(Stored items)
PR #6597, opened 2016-07-16
add open config action to layer spacemacs help

d12frosted:
This PR adds `c` action to open `config.el` file when using `SPC h l` or `SPC h SPC` with `ivy` completion<a href="#sup_1"><sup>1</sup></a>. The only controversial thing is that message is shown when `config.el` is missing instead of opening new file. I feel like it's for better. 

<sup id="sup_1">1</sup>: Gonna implement the same thing for `helm` if you like the idea of having quick access to `config.el`.

### DIFF
--- a/layers/+completion/helm/local/helm-spacemacs-help/helm-spacemacs-help.el
+++ b/layers/+completion/helm/local/helm-spacemacs-help/helm-spacemacs-help.el
@@ -195,6 +195,8 @@
                 . helm-spacemacs-help//layer-action-open-readme)
                ("Open packages.el"
                 . helm-spacemacs-help//layer-action-open-packages)
+               ("Open config.el"
+                . helm-spacemacs-help//layer-action-open-config)
                ("Install Layer"
                 . helm-spacemacs-help//layer-action-install-layer)
                ("Open README.org (for editing)"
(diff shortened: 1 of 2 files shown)


nixmaniack:
I like the idea of displaying the message for missing file instead of opening a new file, I think we should do it for other actions as well.

d12frosted:
@nixmaniack 👍 

Since I made the change inside of `ivy-spacemacs-help//layer-action-open-file` - the message is show for other actions as well.

Ginna translate this for helm as well tomorrow.

d12frosted:
Also forgot to mention that I wanted to document these new key bindings but didn't find old ones in documentation. Am I missing something?

d12frosted:
Ok, could not resist and ported to `helm` as well.

ralesi:
I was thinking about making a function that just opens a find-file prompt inside the layer directory,  then we could open any file there.

d12frosted:
I cherry-picked it into develop. 

@ralesi PR is welcome :) I think it would be nice to have generic action for opening any file in layer. Like 'local' `projectile-find-file` 😸 So one could use that even to open layer local package. 

Also, `helm-spacemacs-help` and `ivy-spacemacs-help` have so much code duplication. I believe it's possible to extract one `spacemacs-help` package that is interface-ignorant with `help-spacemacs-help` and `ivy-spacemacs-help` providing only interfaces. But this is separate issue from what you described 😸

▸ **Task goal**
Extract from the records above the lines from the one containing "-195,6 +195,8 @@" to the one containing "Since I made", both lines included, exactly as they appear and with nothing else.

▸ **Output for this exercise**
@@ -195,6 +195,8 @@
                 . helm-spacemacs-help//layer-action-open-readme)
                ("Open packages.el"
                 . helm-spacemacs-help//layer-action-open-packages)
+               ("Open config.el"
+                . helm-spacemacs-help//layer-action-open-config)
                ("Install Layer"
                 . helm-spacemacs-help//layer-action-install-layer)
                ("Open README.org (for editing)"
(diff shortened: 1 of 2 files shown)


nixmaniack:
I like the idea of displaying the message for missing file instead of opening a new file, I think we should do it for other actions as well.

d12frosted:
@nixmaniack 👍 

Since I made the change inside of `ivy-spacemacs-help//layer-action-open-file` - the message is show for other actions as well.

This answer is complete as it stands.